## DATASET RECORDS
PR #759, opened 2015-10-07
Split url-encoded parameters in the standard way

shurizzle:


pornel:
Thank you for the PR. It's a useful change.

1. I think the code could be simplified by checking `parts.length` from `parts = split('=')`.

2. The change from `"undefined"` to `undefined` is good, but it may be a breaking change, so it'll need a major version bump.

PR #761, opened 2015-10-08
ensure query string is appended when doing stream.pipe(request)

keeth:
Query string is missing from request path when using stream.pipe(request)

node repl test case:
```
var express = require('express'), fs = require('fs'), request = require('superagent');
express().put('/', function(req,res){ console.log("url=" + req.url) }).listen(3006);
fs.createReadStream('README.md').pipe(request.put('http://localhost:3006/?foo=bar'));
```
expected output: url=/?foo=bar
actual output: url=/

The problem: the query is appended to req.path in end() which is run after the 
headers have been sent when the request is treated as a writable stream, so the
path sent to the server is always missing the query.

My attempt at a fix: the first time write() is called, set a flag indicating
that the request is being treated as a writable stream.  If this is the case we 
need to append the query string to req.path before the first write() causes 
the headers to be sent.

I'm not super familiar with this library, but this seemed like decent
fix that would solve the problem while keeping the existing behavior of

## TASK OBJECTIVE
The entries above must be retyped exactly, down to the last character.

## RESPONSE AREA
PR #759, opened 2015-10-07
Split url-encoded parameters in the standard way

shurizzle:


pornel:
Thank you for the PR. It's a useful change.

1. I think the code could be simplified by checking `parts.length` from `parts = split('=')`.

2. The change from `"undefined"` to `undefined` is good, but it may be a breaking change, so it'll need a major version bump.

PR #761, opened 2015-10-08
ensure query string is appended when doing stream.pipe(request)

keeth:
Query string is missing from request path when using stream.pipe(request)

node repl test case:
```
var express = require('express'), fs = require('fs'), request = require('superagent');
express().put('/', function(req,res){ console.log("url=" + req.url) }).listen(3006);
fs.createReadStream('README.md').pipe(request.put('http://localhost:3006/?foo=bar'));
```
expected output: url=/?foo=bar
actual output: url=/

The problem: the query is appended to req.path in end() which is run after the 
headers have been sent when the request is treated as a writable stream, so the
path sent to the server is always missing the query.

My attempt at a fix: the first time write() is called, set a flag indicating
that the request is being treated as a writable stream.  If this is the case we 
need to append the query string to req.path before the first write() causes 
the headers to be sent.

I'm not super familiar with this library, but this seemed like decent
fix that would solve the problem while keeping the existing behavior of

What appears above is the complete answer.